WASHINGTON (Reuters) - The U.S. Supreme Court on Monday set aside a ruling that said Myriad Genetics Inc could patent two genes linked to breast and ovarian cancers, and ordered further review by a lower court in light of a conflicting ruling in a similar case.
The Myriad case has been closely watched by the biotechnology industry, with some insiders suggesting that a ruling against gene patenting could have a devastating effect on future innovation.
That includes the fledgling field of personalized medicine, which depends on genetic tests, such as those developed by Myriad, to match patients with specific therapies.
The justices delayed any action on the ruling by the U.S. Court of Appeals for the Federal Circuit that Myriad has the right to patent two human genes, known as BRCA1 and BRCA2, that account for most inherited forms of breast and ovarian cancers.
The Supreme Court ruled last week in a separate case involving medical diagnostics that companies cannot patent observations about a natural phenomenon. On Monday, it asked the lower court to revisit the Myriad case to view how it may or may not relate to that decision.
The move is expected to delay a verdict in the Myriad case by as much as several years. In the case of the individual company, that may give it enough time to benefit from the use of its contested patents. Shares in Myriad rose over 3 percent.
“Our intellectual property consultant could potentially see a scenario where the case doesn’t move its way back to the Supreme Court for another 2 to 3 plus years, keeping the BRACAnalysis franchise safe from competition,” said Junaid Husain, a research analyst for Dougherty & Co.
Women who test positive using Myriad’s gene test, called BRACAnalysis, have an 82 percent higher risk of developing breast cancer and a 44 percent higher risk of ovarian cancer in their lifetimes. Such tests could help determine a future course of therapy.
The appeals court by a 2-1 vote had ruled the genes isolated by the company could be patented because Myriad is testing for distinctive chemical forms of the genes, and not as they appear naturally in the body. The dissenting judge said the genes could not be patented just because they were isolated from the body.
The patents granted to Myriad give the company the exclusive right to perform the genetic tests. The appeals court in its ruling in July also found that Myriad’s method for screening potential therapies can be patented.
The appeals court had overturned a ruling by a federal judge in New York that the genes could not be patented.
Michael Yee, biotech analyst for RBC Capital Markets, said the Supreme Court not taking up the case on Monday was positive for the biotechnology industry.
Yee said he believes the courts will ultimately uphold Myriad’s patents, but does not agree that a ruling against Myriad would upend the biotech industry, as some have suggested.
“Biotechs have patents and intellectual property for proteins, antibodies, chemical entities and other composition of matter patents that support development of drugs,” Yee said.
While biotechs will likely continue to develop lucrative medicines regardless of the case’s ultimate outcome, a decision against gene patenting could hurt small diagnostics companies that depend on exclusive rights to such tests for revenue and could slow advances in personalized medicine.
“We will likely begin to see more copycat diagnostic tests rather than innovative tests over the next few years,” according to a report by GlobalData, which compiles and analyzes industry data.

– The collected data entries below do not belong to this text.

PR #591, opened 2019-10-10
encryption: fix encryption bootstrap logic

sttts:
- key controller starts with the first key when the mode changes
- state controller follows key controller only
- when config or keys exists, resetting mode to "" has no effect,
  other than being understood as identity, but leaves encryption
  mechanism active.

### DIFF
--- a/pkg/operator/encryption/state.go
+++ b/pkg/operator/encryption/state.go
@@ -379,7 +379,7 @@ func getEncryptionConfigAndState(
 	secretClient corev1client.SecretsGetter,
 	targetNamespace string,
 	encryptionSecretSelector metav1.ListOptions,
-	encryptedGRs map[schema.GroupResource]bool,
+	encryptedGRs []schema.GroupResource,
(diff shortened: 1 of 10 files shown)


pkg/operator/encryption/state.go
```diff
@@ -26,13 +26,18 @@ func getCurrentEncryptionConfig(secrets corev1client.SecretInterface, revision s
...
 		if errors.IsNotFound(err) {
-			return &apiserverconfigv1.EncryptionConfiguration{}, nil
+			return nil, nil
 		}
 		return nil, err
 	}
 
+	data, ok := encryptionConfigSecret.Data[encryptionConfSecret]
+	if !ok {
+		return nil, nil
```
p0lyn0mial: does it mean that the current encryption config is broken?
shouldn't we report an error in this case?

sttts: We just behave like for a missing config. We can recover.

The initial lawsuit filed against Myriad in 2009 claimed the patents violated patent law, restricting scientific research and patients’ access to medical care. Some groups have protested that patenting human DNA is immoral and unethical and impedes genetic research.
The appeal to the Supreme Court was backed by a number of organizations representing healthcare professionals, including the American Medical Association, and other groups.

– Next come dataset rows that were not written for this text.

PR #592, opened 2019-10-10
encryption: wire controllers into operator startup

sttts:


sttts:
TestNamedCertificates flake

/retest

The appeal argued that the question of whether genes and the information they convey can be patented is of “paramount importance to the future of patent law, the advancement of medical science and patients’ health.”
Gregory Castanias, the attorney representing Myriad, told the Supreme Court that patents involving isolated DNA molecules have been issued for nearly 30 years, resulting in significant investment by biotechnology companies.
Castanias said the challenged patents at issue in the case were filed more than 16 years ago. He said the appeals court’s decision was correct and the “questions presented are unique to this case, factbound and unlikely to recur.”
The Supreme Court case is the Association for Molecular pathology v. Myriad Genetics, No. 11-725.